(Collected data entries)
■ ■ ■ ■ ■ ■ ■

PR #488, opened 2016-08-03
Ce/proxy ufw

calellowitz:
@czue @benrudolph @snopoke

### DIFF
--- a/ansible/roles/ufw/tasks/main.yml
+++ b/ansible/roles/ufw/tasks/main.yml
@@ -1,9 +1,6 @@
 - name: allow incoming traffic on private interface
   ufw: rule=allow direction=in interface={{ ufw_private_interface }}
 
-- name: allow ssh traffic from control machine
-  ufw: rule=allow from={{ control_machine_ip }}
-
 - name: default to denying all incoming traffic
   ufw: policy=deny direction=incoming
 
--- a/ansible/roles/ufw/tasks/proxy_ufw.yml
+++ b/ansible/roles/ufw/tasks/proxy_ufw.yml
@@ -1,4 +1,4 @@
-# Rules for monoliths
+# Rules for proxies
 - name: allow web traffic
   ufw:
     rule: allow
@@ -8,7 +8,6 @@
   with_items:
     - 443  # https
     - 80   # http
-  when: is_monolith
 
 - name: allow ssh traffic
   ufw:
@@ -18,6 +17,15 @@
     proto: any
   when: is_monolith
 
+- name: allow only private ssh traffic
+  ufw:
+    rule: allow
+    direction: in
+    port: 22
+    proto: any
+    interface: {{ ufw_private_interface }}
+  when: not is_monolith
+  
 - name: allow mosh traffic
   ufw:
     rule: allow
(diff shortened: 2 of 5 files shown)


ansible/roles/ufw/tasks/main.yml
```diff
@@ -1,9 +1,6 @@
 - name: allow incoming traffic on private interface
   ufw: rule=allow direction=in interface={{ ufw_private_interface }}
 
-- name: allow ssh traffic from control machine
-  ufw: rule=allow from={{ control_machine_ip }}
-
```
calellowitz: this seemed redundant with the line above. if its in a private cloud, the control machine should be able to reach it on the private interface. If not, as in monoliths, port 22 should be open anyway for ssh

calellowitz:
The retro from the india downtime caused me to do some digging into our firewall policies on various servers. This is an attempt to make consistent policies across all our machines. The main changes are to the proxy, all proxies get ufw now, but i tried to do some cleanup in the main role as well. 
From a security standpoint the biggest difference is that this closes a loophole by which one does not need VPN access to ssh into our india machines. It is now possible to ssh into the india proxy while not on the vpn, since it has a real public ip. If agent forwarding is on, one can then ssh into any of our other india machines, all without needing to get on the VPN. This fixes that by only allowing ssh traffic into the proxy on the private interface

ansible/roles/ufw/tasks/main.yml
czue: yeah I think this was just paranoia

czue:
good find, @calellowitz. this looks good to me. any additional testing you think we need to do or good to ship? just being a little cautious since locking ourselves out of servers is not fun.

calellowitz:
I deployed to staging yesterday and can still ssh into the proxy. That is the only machine that should change because the rest of the india machines already have ufw running from the other role. The only real concern I have is if we are using other ports on prod that we dont use on monoliths for machines in the cluster to connect to the proxy, and i close those by mistake, but staging appears to be up and running. I can check the ufw logs there as well to make sure it isnt dropping packets that look important.

ansible/roles/ufw/tasks/proxy_ufw.yml
```diff
@@ -18,6 +17,15 @@
...
   when: is_monolith
 
+- name: allow only private ssh traffic
+  ufw:
+    rule: allow
+    direction: in
+    port: 22
+    proto: any
+    interface: '{{ ufw_private_interface }}'
+  when: not is_monolith|bool
```
calellowitz: for future reference and to avoid others having the same nightmare i had `not is_monolith|bool` is necessary here because both `is_monolith` and `not is_monolith` evaluate to `False`, likely because of implicit type coercions regarding strings, but explicit coercion to a bool fixes it.

benrudolph:
nice looks good to me

benrudolph:
let me know when you're happy with the prod port testing and i can merge

calellowitz:
ufw logging appears to have stopped at midnight UTC but it looks like it was blocking internal connections with the db machine based on the logs we do have. is there any objection to me opening non monolith proxies up to all communications on the private interface. the other machines are already like that and this way it wont block attempts to communicate with rest of the cluster.

calellowitz:
@czue @benrudolph updated to allow all traffic on the private interface which seems less likely to cause unforeseen problems and align proxy settings with those of the other machines in the cluster

benrudolph:
yeah agree with that. i think that's an assumption we make a lot

calellowitz:
in that case, ready to merge from my end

■ ■ ■ ■ ■ ■ ■

▸ **Directions**
Every entry is to be transcribed exactly as it stands.

▸ **Solved problem**
PR #488, opened 2016-08-03
Ce/proxy ufw

calellowitz:
@czue @benrudolph @snopoke

### DIFF
--- a/ansible/roles/ufw/tasks/main.yml
+++ b/ansible/roles/ufw/tasks/main.yml
@@ -1,9 +1,6 @@
 - name: allow incoming traffic on private interface
   ufw: rule=allow direction=in interface={{ ufw_private_interface }}
 
-- name: allow ssh traffic from control machine
-  ufw: rule=allow from={{ control_machine_ip }}
-
 - name: default to denying all incoming traffic
   ufw: policy=deny direction=incoming
 
--- a/ansible/roles/ufw/tasks/proxy_ufw.yml
+++ b/ansible/roles/ufw/tasks/proxy_ufw.yml
@@ -1,4 +1,4 @@
-# Rules for monoliths
+# Rules for proxies
 - name: allow web traffic
   ufw:
     rule: allow
@@ -8,7 +8,6 @@
   with_items:
     - 443  # https
     - 80   # http
-  when: is_monolith
 
 - name: allow ssh traffic
   ufw:
@@ -18,6 +17,15 @@
     proto: any
   when: is_monolith
 
+- name: allow only private ssh traffic
+  ufw:
+    rule: allow
+    direction: in
+    port: 22
+    proto: any
+    interface: {{ ufw_private_interface }}
+  when: not is_monolith
+  
 - name: allow mosh traffic
   ufw:
     rule: allow
(diff shortened: 2 of 5 files shown)


ansible/roles/ufw/tasks/main.yml
```diff
@@ -1,9 +1,6 @@
 - name: allow incoming traffic on private interface
   ufw: rule=allow direction=in interface={{ ufw_private_interface }}
 
-- name: allow ssh traffic from control machine
-  ufw: rule=allow from={{ control_machine_ip }}
-
```
calellowitz: this seemed redundant with the line above. if its in a private cloud, the control machine should be able to reach it on the private interface. If not, as in monoliths, port 22 should be open anyway for ssh

calellowitz:
The retro from the india downtime caused me to do some digging into our firewall policies on various servers. This is an attempt to make consistent policies across all our machines. The main changes are to the proxy, all proxies get ufw now, but i tried to do some cleanup in the main role as well. 
From a security standpoint the biggest difference is that this closes a loophole by which one does not need VPN access to ssh into our india machines. It is now possible to ssh into the india proxy while not on the vpn, since it has a real public ip. If agent forwarding is on, one can then ssh into any of our other india machines, all without needing to get on the VPN. This fixes that by only allowing ssh traffic into the proxy on the private interface

ansible/roles/ufw/tasks/main.yml
czue: yeah I think this was just paranoia

czue:
good find, @calellowitz. this looks good to me. any additional testing you think we need to do or good to ship? just being a little cautious since locking ourselves out of servers is not fun.

calellowitz:
I deployed to staging yesterday and can still ssh into the proxy. That is the only machine that should change because the rest of the india machines already have ufw running from the other role. The only real concern I have is if we are using other ports on prod that we dont use on monoliths for machines in the cluster to connect to the proxy, and i close those by mistake, but staging appears to be up and running. I can check the ufw logs there as well to make sure it isnt dropping packets that look important.

ansible/roles/ufw/tasks/proxy_ufw.yml
```diff
@@ -18,6 +17,15 @@
...
   when: is_monolith
 
+- name: allow only private ssh traffic
+  ufw:
+    rule: allow
+    direction: in
+    port: 22
+    proto: any
+    interface: '{{ ufw_private_interface }}'
+  when: not is_monolith|bool
```
calellowitz: for future reference and to avoid others having the same nightmare i had `not is_monolith|bool` is necessary here because both `is_monolith` and `not is_monolith` evaluate to `False`, likely because of implicit type coercions regarding strings, but explicit coercion to a bool fixes it.

benrudolph:
nice looks good to me

benrudolph:
let me know when you're happy with the prod port testing and i can merge

calellowitz:
ufw logging appears to have stopped at midnight UTC but it looks like it was blocking internal connections with the db machine based on the logs we do have. is there any objection to me opening non monolith proxies up to all communications on the private interface. the other machines are already like that and this way it wont block attempts to communicate with rest of the cluster.

calellowitz:
@czue @benrudolph updated to allow all traffic on the private interface which seems less likely to cause unforeseen problems and align proxy settings with those of the other machines in the cluster

benrudolph:
yeah agree with that. i think that's an assumption we make a lot

calellowitz:
in that case, ready to merge from my end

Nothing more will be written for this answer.